PR #9590, opened 2020-07-17
Fix reversing scroll direction not always behaving as expected

peppy:
This fixes two similar issues:

- Using left and right arrows in the editor can someone (still) get stuck on the first reverse direction press. This was due to the `AlmostEquals` check not being lenient enough.
- Scrolling with precise scroll didn't feel good when reversing direction due to the completed portion of the "precision" tick not being counted for the inverse movement. This would result in a large movement requirement before the seek started to feel responsive again.

Added some more documentation around this code since it is a bit custom.

Previously:

Note "sticking" behaviour when reversing direction while fractionally close to the snap point.

Now:

### DIFF
--- a/osu.Game/Screens/Edit/Editor.cs
+++ b/osu.Game/Screens/Edit/Editor.cs
@@ -275,11 +275,22 @@ namespace osu.Game.Screens.Edit
 
         protected override bool OnScroll(ScrollEvent e)
         {
-            scrollAccumulation += (e.ScrollDelta.X + e.ScrollDelta.Y) * (e.IsPrecise ? 0.1 : 1);
+            const double precision = 1;
 
-            const int precision = 1;
+            double scrollComponent = e.ScrollDelta.X + e.ScrollDelta.Y;
 
-            while (Math.Abs(scrollAccumulation) > precision)
+            double scrollDirection = Math.Sign(scrollComponent);
+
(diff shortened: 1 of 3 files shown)


osu.Game/Screens/Edit/Editor.cs
```diff
@@ -275,11 +275,22 @@ protected override bool OnKeyDown(KeyDownEvent e)
...
+            double scrollComponent = e.ScrollDelta.X + e.ScrollDelta.Y;
 
-            while (Math.Abs(scrollAccumulation) > precision)
+            double scrollDirection = Math.Sign(scrollComponent);
+
+            // this is a special case to handle the "pivot" scenario.
+            // if we are precise scrolling in one direction then change our mind and scroll backwards,
+            // the existing accumulation should be applied in the inverse direction to maintain responsiveness.
+            if (Math.Sign(scrollAccumulation) != scrollDirection)
+                scrollAccumulation = scrollDirection * (precision - Math.Abs(scrollAccumulation));
```
smoogipoo, line 288: Did you want to abs this again? like `scrollDirection * Math.Abs(precision - Math.Abs())`?

Just thinking if you have a large negative accumulation and change to positive, the calc is going to be `1 * (1 - (>1)) = 1 * (<0) = <0`

smoogipoo (approved):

- Task brief: What should appear is an exact copy of the lines from the one with "smoogipoo, line 288: Did" through the end of the entries above, ends included, and no other text.

- Task response:
smoogipoo, line 288: Did you want to abs this again? like `scrollDirection * Math.Abs(precision - Math.Abs())`?

Just thinking if you have a large negative accumulation and change to positive, the calc is going to be `1 * (1 - (>1)) = 1 * (<0) = <0`

smoogipoo (approved):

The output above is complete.